How are they distributed in the Galaxy? Compare their ages and composition. How does this picture
of their distribution, ages, and composition match our picture of how the Galaxy formed?
• What is the importance of Cepheid (and RR Lyrae) variables? What is the period-luminosity relation,
and how is it used to determine distances to nearby galaxies? Where are these variables located on the
H-R diagram? (Note that these are giant stars, and very luminous, hence visible to large distances)?
• How do we know that spiral galaxies rotate? Do all parts rotate at the same angular speed? Will the
arms eventually wind up ? Why or why not?
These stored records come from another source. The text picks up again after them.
PR #12050, opened 2026-07-08
fix(gemini): remove default values from gemini genconfig

markmcd:
### What's being changed:

Gemini 3+ models may throw errors if a default value is set for parameters like temperature, top-p, etc.

The 2.5 and 3-series models use 1.0 as the default temperature, so this should be a backwards-compatible change.

### Review checklist


markmcd:
I agree with the Weaviate CLA

antas-marcin:
Thank you for your contribution! I will close it in favor of #12123

PR #12051, opened 2026-07-08
perf(lsmkv): cache immutable memtable tombstone snapshot for queries

amourao:
Stacked on #12047 (base branch: `perf/bmw-tiered-merge-filter`).

## What
`ReadOnlyTombstones` cloned the memtable tombstone bitmap on every call, and `createDiskTermFromCV` then OR'd active+flushing into a fresh bitmap per query. Under concurrent deletes this dominated query-path allocation.

Cache an immutable snapshot on the memtable, rebuilt lazily only when a tombstone was set since the last read; readers share it without copying. In `createDiskTermFromCV`, reuse the shared snapshot directly when only one memtable source has tombstones.

Freshness is preserved exactly: `SetTombstone` flips the dirty flag under the write lock, so a reader observing `!dirty` sees every tombstone visible to it.

## Measured (real inverted bucket)
- `ReadOnlyTombstones`: **74 KB/op → 16 B/op** when reads dominate
- Total query-path allocation **−31.6%** under a read-heavy mix with concurrent deletes (tombstone clone −95.6%)

## Tests
New `TestReadOnlyTombstonesSnapshotFreshnessAndSharing` + allocation benchmark; existing merge/cursor/concurrent suites pass with `-race`.

---
First of a 3-PR memtable read/write-contention stack (this → lock-split → skip list).


adapters/repos/db/lsmkv/memtable.go
```diff
@@ -658,19 +663,38 @@ func (m *Memtable) writeWAL() error {
...
 	if err := m.checkStrategy(StrategyInverted); err != nil {
 		return nil, fmt.Errorf("Memtable::ReadOnlyTombstones(): %w", err)
 	}
 
 	m.RLock()
-	defer m.RUnlock()
-
-	if m.tombstones != nil {
-		return m.tombstones.Clone(), nil
+	if m.tombstones == nil {
```
aliszka: is `m.tombstones` ever nil? seems to be set in the constructor

adapters/repos/db/lsmkv/memtable.go
```diff
@@ -658,19 +663,38 @@ func (m *Memtable) writeWAL() error {
...
+	}
+	m.RUnlock()
 
-	return nil, lsmkv.NotFound
+	// A writer (SetTombstone) holds the exclusive lock while flipping tombstonesDirty,
+	// so observing !dirty under RLock guarantees the snapshot already reflects every
+	// tombstone visible to this reader — same freshness as cloning, without the copy.
+	m.Lock()
+	defer m.Unlock()
+	if m.tombstones == nil {
```
aliszka: is `m.tombstones` ever nil? seems to be set in the constructor

aliszka (dismissed):

adapters/repos/db/lsmkv/memtable.go
amourao: Removed check on https://github.com/weaviate/weaviate/pull/12051/commits/37424decee3a1912dca313649fb9c8d0c88b2567

adapters/repos/db/lsmkv/memtable.go
amourao: Removed check on https://github.com/weaviate/weaviate/pull/12051/commits/37424decee3a1912dca313649fb9c8d0c88b2567

aliszka (approved):

PR #12052, opened 2026-07-08
perf(lsmkv): lock-free tombstone reads + write-side lock split

amourao:
Stacked on #12051 (base branch: `perf/bmw-memtable-tombstone-snapshot`). Review only the two commits unique to this branch.

## 1. Lock-free tombstone reads
Publish the tombstone snapshot via `atomic.Pointer` + `atomic.Bool` so `ReadOnlyTombstones`'s fast path serves queries without touching the memtable `RWMutex` at all. Observationally equivalent for well-defined operations — a delete that completed before a query started is always seen (it flips the dirty flag under the write lock); only a delete racing the query, already undefined-order, may order either way.

## 2. Write-side lock split
`SetTombstone` took the exclusive memtable `RWMutex` to set the tombstone bitmap and update `propLengthExists`, so delete writers blocked queries reading postings via `getMap`. Guard `tombstones` + `propLengthExists` + `currPropLength*` with a dedicated `invMu` instead — `SetTombstone` no longer takes the tree lock. `appendMapSorted` keeps the tree lock but takes `invMu` (nested, tree-lock-first order) for its shared `propLengthExists` update.

## Measured (write-saturation, real bucket)
Fast setup-bound queries (`random_10`) **+46% QPS, p50 −39%**. Scoring-bound shapes (`common_50/200`) unchanged — they're `DoBlockMaxWand`-bound, not lock-bound.

## Tests
Concurrent deletes+queries pass with `-race`.

---
2nd of the memtable-contention stack (snapshot → this → skip list).


etiennedi:
Love it! Been thinking about lock free memtable structures since before we had coding super powers!

amourao:
@etiennedi thanks, I think you'll like https://github.com/weaviate/weaviate/pull/12053 even more 😄

adapters/repos/db/lsmkv/memtable.go
```diff
@@ -137,11 +137,18 @@ type Memtable struct {
...
-	// ReadOnlyTombstones rebuilds it lazily when tombstonesDirty; it is never mutated
-	// in place, so a delete-heavy write load no longer clones the bitmap per query.
-	tombstonesSnapshot *sroar.Bitmap
-	tombstonesDirty    bool
+	// tombstonesSnapshot is an immutable copy of tombstones published for lock-free
+	// reads. ReadOnlyTombstones rebuilds it lazily when tombstonesDirty is set; it is
+	// never mutated in place, so readers share it without cloning or locking. Both are
+	// atomic so the read fast path touches neither the memtable RWMutex nor a copy.
+	tombstonesSnapshot atomic.Pointer[sroar.Bitmap]
+	tombstonesDirty    atomic.Bool
```
aliszka: nitpick: is dirty flag needed? can snapshot be set to nil in SetTombstone to indicate it got stale and needs rebuilding?

aliszka (dismissed):

aliszka (approved):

• What is the size of our Galaxy? Where is the Sun located in this picture ? What type of galaxy is
it? How old ? How massive?
External Galaxies
• What are the types of galaxies? (Hubble ‘tuning fork’ diagram) Compare these types (spiral, elliptical,
irregular) according to their relative mixture of population I and population II objects. Spirals and
irregulars have more dust and gas, ellipticals are generally lacking in these. Note the difference in
relative prominence of ‘bulge’ and ‘disk’ components along the sequence of spirals.
• What is the typical distance between galaxies? What are their masses?
• What do we mean by the redshift of a galaxy ? How is it measured in terms of velocity of recession?
Do more distant galaxies have larger redshifts? (Hubble Relation) What is the Hubble constant?